-- Provided data follows --

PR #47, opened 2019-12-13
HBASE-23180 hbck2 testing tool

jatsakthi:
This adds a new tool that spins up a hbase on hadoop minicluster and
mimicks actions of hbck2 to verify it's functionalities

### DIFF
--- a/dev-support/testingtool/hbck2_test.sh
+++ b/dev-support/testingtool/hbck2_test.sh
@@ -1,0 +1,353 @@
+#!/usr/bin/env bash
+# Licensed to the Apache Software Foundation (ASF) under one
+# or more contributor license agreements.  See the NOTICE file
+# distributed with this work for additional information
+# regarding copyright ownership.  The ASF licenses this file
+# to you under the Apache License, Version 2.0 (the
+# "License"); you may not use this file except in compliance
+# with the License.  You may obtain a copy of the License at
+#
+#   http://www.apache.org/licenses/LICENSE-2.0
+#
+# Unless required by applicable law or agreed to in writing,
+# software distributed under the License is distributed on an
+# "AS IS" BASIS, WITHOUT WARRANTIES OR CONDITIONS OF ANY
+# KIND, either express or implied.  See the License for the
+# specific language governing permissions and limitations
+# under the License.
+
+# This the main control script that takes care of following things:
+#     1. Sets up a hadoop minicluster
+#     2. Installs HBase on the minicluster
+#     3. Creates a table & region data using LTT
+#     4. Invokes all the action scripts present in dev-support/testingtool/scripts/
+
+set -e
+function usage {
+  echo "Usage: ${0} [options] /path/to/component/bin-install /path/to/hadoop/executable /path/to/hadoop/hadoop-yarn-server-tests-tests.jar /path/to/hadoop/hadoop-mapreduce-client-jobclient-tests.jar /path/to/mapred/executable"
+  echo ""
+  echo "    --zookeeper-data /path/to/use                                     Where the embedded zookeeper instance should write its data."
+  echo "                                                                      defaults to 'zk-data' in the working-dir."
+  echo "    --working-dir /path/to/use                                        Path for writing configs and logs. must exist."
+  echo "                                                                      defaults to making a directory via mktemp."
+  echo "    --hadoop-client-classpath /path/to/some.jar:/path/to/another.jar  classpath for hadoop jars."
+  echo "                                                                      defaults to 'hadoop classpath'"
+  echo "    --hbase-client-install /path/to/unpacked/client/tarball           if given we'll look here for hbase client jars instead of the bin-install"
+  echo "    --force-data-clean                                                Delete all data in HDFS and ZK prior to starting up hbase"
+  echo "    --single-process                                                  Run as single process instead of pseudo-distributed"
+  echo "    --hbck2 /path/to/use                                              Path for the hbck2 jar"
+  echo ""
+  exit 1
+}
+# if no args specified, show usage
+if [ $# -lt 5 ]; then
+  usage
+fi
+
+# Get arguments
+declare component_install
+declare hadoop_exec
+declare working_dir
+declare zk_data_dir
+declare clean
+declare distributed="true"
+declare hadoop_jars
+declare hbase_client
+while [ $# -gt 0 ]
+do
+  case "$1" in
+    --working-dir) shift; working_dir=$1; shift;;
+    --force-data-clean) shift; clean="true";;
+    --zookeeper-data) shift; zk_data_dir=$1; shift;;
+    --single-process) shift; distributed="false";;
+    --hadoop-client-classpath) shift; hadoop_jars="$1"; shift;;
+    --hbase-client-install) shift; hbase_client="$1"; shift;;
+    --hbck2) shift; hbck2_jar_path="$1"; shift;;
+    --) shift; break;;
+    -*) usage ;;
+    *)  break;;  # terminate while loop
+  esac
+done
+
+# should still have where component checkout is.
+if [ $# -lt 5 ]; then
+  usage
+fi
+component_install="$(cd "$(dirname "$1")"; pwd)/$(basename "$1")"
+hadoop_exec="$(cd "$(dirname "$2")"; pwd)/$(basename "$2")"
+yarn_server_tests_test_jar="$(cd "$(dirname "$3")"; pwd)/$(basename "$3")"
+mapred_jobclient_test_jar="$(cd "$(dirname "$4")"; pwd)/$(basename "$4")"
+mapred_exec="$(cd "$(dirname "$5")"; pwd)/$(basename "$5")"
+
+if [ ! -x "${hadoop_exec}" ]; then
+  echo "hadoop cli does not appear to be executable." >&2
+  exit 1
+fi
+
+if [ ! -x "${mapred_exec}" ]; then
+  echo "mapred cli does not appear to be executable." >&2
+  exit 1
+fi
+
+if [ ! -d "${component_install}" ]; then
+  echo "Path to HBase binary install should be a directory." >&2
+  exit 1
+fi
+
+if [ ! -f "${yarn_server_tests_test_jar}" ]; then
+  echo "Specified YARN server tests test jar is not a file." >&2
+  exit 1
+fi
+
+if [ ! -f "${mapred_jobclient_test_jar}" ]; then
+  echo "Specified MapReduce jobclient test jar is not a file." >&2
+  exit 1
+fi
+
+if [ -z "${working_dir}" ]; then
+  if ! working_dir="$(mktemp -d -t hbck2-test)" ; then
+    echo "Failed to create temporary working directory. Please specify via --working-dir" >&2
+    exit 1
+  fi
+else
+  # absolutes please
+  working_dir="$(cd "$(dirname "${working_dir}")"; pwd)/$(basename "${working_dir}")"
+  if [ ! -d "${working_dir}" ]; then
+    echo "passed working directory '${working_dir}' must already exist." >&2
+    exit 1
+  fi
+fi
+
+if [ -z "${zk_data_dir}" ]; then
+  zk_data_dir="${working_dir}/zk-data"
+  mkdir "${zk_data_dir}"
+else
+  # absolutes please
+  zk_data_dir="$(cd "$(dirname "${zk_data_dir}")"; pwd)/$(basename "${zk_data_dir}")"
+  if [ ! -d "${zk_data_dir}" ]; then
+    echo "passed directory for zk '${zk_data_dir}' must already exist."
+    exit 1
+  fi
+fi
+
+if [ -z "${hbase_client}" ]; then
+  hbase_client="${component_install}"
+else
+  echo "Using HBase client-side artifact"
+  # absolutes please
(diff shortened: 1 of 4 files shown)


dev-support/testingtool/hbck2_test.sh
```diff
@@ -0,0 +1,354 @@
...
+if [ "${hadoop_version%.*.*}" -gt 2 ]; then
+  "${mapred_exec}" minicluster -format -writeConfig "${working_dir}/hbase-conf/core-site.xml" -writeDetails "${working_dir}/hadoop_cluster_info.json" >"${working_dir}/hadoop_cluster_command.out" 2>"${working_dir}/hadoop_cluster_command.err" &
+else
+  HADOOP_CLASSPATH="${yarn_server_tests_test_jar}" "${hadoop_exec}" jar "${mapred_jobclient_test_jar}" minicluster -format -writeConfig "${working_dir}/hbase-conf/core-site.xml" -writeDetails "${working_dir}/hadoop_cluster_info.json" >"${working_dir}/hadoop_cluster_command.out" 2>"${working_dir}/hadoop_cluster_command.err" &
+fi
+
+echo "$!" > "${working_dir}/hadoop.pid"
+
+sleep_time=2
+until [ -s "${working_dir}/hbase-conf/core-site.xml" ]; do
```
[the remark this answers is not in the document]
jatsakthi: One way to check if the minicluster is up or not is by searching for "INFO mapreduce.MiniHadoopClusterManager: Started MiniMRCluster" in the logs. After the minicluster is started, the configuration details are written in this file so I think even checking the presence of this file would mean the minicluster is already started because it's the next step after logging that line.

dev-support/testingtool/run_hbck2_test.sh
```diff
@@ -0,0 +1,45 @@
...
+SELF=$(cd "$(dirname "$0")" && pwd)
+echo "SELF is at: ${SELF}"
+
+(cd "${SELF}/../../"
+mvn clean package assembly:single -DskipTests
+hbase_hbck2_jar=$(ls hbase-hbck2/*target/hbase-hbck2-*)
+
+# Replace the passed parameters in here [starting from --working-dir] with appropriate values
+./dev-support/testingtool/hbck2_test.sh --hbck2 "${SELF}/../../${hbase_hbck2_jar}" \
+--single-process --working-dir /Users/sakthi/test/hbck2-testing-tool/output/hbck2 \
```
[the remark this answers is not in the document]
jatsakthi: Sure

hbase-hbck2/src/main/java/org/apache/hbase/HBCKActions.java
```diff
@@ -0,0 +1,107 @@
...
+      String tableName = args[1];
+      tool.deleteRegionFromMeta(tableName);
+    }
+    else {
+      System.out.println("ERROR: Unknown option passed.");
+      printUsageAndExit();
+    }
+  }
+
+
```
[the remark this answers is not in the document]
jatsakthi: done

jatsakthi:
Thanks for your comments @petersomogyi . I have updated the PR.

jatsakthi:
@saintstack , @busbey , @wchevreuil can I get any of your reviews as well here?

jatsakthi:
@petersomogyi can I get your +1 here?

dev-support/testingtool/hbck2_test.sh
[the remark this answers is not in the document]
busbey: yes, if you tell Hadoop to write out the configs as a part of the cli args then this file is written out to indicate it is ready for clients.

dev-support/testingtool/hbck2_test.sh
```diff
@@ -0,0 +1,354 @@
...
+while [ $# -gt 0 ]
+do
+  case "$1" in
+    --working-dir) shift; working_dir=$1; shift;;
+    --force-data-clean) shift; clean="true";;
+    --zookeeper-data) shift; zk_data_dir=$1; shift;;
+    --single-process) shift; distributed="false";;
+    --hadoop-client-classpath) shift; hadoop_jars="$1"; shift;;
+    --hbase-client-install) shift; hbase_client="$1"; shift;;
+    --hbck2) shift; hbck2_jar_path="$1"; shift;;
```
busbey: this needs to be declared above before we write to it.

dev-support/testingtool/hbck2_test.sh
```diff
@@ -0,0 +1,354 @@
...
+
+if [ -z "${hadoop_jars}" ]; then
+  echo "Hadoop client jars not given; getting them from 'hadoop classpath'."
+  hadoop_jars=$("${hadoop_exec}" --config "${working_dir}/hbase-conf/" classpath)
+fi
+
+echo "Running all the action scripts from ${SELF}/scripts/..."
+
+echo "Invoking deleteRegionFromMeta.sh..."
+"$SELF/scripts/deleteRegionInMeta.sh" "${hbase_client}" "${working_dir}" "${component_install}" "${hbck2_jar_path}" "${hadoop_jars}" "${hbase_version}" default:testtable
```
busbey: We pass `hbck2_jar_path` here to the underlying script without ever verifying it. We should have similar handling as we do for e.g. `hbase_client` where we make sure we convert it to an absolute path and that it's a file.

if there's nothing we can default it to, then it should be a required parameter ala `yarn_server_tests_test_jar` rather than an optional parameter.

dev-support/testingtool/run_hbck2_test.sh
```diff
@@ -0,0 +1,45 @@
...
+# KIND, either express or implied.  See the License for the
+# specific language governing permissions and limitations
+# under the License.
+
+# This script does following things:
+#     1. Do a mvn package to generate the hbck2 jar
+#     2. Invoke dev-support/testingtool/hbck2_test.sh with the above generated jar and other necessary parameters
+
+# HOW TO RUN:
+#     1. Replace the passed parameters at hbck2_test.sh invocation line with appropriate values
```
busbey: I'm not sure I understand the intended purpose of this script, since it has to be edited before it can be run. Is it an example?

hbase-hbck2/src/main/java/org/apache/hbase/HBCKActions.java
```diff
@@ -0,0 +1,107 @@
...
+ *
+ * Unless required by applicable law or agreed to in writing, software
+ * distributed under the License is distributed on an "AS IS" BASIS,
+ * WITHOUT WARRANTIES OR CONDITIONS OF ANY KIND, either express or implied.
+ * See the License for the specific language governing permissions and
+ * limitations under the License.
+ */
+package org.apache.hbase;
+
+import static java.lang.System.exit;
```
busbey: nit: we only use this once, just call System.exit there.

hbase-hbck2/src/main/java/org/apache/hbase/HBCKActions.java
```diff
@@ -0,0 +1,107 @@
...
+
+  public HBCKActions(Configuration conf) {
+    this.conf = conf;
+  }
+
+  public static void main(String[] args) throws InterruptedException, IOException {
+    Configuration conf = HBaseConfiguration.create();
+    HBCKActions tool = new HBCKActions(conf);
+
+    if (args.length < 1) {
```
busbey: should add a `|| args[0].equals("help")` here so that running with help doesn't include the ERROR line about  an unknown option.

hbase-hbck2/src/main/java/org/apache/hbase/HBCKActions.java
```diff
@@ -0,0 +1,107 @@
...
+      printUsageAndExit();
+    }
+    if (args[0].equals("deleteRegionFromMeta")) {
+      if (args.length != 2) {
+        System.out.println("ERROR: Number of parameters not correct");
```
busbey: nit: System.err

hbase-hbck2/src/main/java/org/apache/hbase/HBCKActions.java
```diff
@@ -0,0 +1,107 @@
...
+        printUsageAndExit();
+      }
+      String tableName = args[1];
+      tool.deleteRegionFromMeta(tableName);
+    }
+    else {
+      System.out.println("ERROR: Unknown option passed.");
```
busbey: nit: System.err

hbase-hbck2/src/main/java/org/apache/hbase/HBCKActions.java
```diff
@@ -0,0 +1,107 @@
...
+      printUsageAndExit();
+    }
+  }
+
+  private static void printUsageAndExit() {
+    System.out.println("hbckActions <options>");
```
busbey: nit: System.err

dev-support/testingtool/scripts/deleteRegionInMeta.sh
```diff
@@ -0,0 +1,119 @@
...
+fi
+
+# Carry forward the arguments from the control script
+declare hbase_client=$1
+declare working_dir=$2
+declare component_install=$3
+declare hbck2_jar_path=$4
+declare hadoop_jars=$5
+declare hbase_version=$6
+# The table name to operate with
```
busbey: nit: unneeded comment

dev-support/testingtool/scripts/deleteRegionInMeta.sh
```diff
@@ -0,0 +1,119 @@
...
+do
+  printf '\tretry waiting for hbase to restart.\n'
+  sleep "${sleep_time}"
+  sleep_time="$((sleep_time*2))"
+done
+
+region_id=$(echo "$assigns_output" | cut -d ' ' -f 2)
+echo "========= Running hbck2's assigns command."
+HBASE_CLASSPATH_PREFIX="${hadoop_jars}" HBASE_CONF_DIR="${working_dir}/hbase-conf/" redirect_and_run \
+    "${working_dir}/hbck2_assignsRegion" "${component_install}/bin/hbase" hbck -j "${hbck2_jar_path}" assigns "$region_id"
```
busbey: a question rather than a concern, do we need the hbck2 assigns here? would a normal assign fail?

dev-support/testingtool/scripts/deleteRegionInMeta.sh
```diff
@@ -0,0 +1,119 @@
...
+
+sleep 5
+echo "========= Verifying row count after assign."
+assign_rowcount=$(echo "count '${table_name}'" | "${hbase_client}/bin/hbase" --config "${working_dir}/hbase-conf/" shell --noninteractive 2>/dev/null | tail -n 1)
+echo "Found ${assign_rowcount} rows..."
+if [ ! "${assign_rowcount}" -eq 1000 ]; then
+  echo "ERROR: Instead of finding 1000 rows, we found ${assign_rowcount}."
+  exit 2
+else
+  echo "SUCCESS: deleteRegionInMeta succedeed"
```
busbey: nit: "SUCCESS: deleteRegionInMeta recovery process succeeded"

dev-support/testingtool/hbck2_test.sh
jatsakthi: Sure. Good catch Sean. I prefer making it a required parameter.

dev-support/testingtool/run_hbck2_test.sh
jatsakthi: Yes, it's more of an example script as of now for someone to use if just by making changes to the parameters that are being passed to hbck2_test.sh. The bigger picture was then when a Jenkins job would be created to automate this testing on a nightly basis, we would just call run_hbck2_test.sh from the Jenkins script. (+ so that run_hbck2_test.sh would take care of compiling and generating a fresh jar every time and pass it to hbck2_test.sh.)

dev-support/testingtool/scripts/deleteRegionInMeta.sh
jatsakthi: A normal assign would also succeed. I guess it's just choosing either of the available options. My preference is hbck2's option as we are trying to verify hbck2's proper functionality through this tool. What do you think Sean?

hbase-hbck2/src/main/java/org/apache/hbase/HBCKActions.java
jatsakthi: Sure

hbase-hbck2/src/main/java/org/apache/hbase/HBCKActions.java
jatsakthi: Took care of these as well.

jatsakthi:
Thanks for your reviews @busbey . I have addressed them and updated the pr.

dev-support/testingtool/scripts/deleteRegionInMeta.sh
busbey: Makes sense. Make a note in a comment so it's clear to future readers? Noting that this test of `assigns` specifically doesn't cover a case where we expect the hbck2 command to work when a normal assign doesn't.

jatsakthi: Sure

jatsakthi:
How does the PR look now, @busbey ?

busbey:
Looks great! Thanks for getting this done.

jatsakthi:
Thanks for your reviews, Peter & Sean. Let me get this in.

-- Provided data concluded --

▶ What is required: What is needed is a copy of every line above in which "configs" appears.

▶ Response below:
+  echo "    --working-dir /path/to/use                                        Path for writing configs and logs. must exist."
busbey: yes, if you tell Hadoop to write out the configs as a part of the cli args then this file is written out to indicate it is ready for clients.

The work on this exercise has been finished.